Why is 128-bit AES Insecure for a Quantum Computer, But 256-bit Is Not?

Why is 128-bit AES Insecure for a Quantum Computer, But 256-bit Is Not?

If I have an unsorted database with 10 billion words, and I want to search for one of the words. With a normal search, it would take an average of 5,000,000,000 tries to find (half the space). But with a quantum computer using Grover’s algorithm [1, 2], we will only need 100,000 searches on average — and which is the square root of the number of search terms:

This is a core reason that search engine companies, such as Google, would love to build a quantum computer. The other reason is to crack cryptography. While you should know that all of our public key encryption methods will be cracked using Shor’s method [3], what about symmetric key encryption?

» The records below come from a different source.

PR #26093, opened 2026-01-30
Added loader to public assets

9larsons:
ref https://ghost.slack.com/archives/C018EKC56JF/p1769803075901969

The loader animation was not showing when loading admin.


jonatansberg:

Cracking 128-bit keys with brute force

Now, let’s apply to symmetric key encryption. If we have a 128-bit key, we have 2¹²⁸ encryption different keys. If we test for the key strength (entropy), we will get:

>>> math.log10(2**128/2)/math.log10(2)
127.0

In this way, we have a 127-bit strength. At the current time, all of the Bitcoin miners in World would be able to crack around 70 bits, so we have a large leeway in brute forcing 128-bit AES.

But what effect will a quantum computer have on cracking 128-bit symmetric encryption?? Well, if we have a 128-bit key, the number of possible keys are:

115792089237316195423570985008687907853269984665640564039457584007913129639936

and which is 2¹²⁸. If we now have to search for 2¹²⁸ with Grover’s method, the number of searches for the key will be:

>>> math.sqrt(2**128)
9.223372036854776e+18

So, what is the equivalent key size? For this, we can compute from the square root of 2¹²⁸ to find:

>>> math.log10(math.sqrt(2**128))/math.log10(2)
64.0

This means that the equivalent key size for a 128-bit key is only 64 bits, and which is well below a 72-bit limit that is at the limits of cracking.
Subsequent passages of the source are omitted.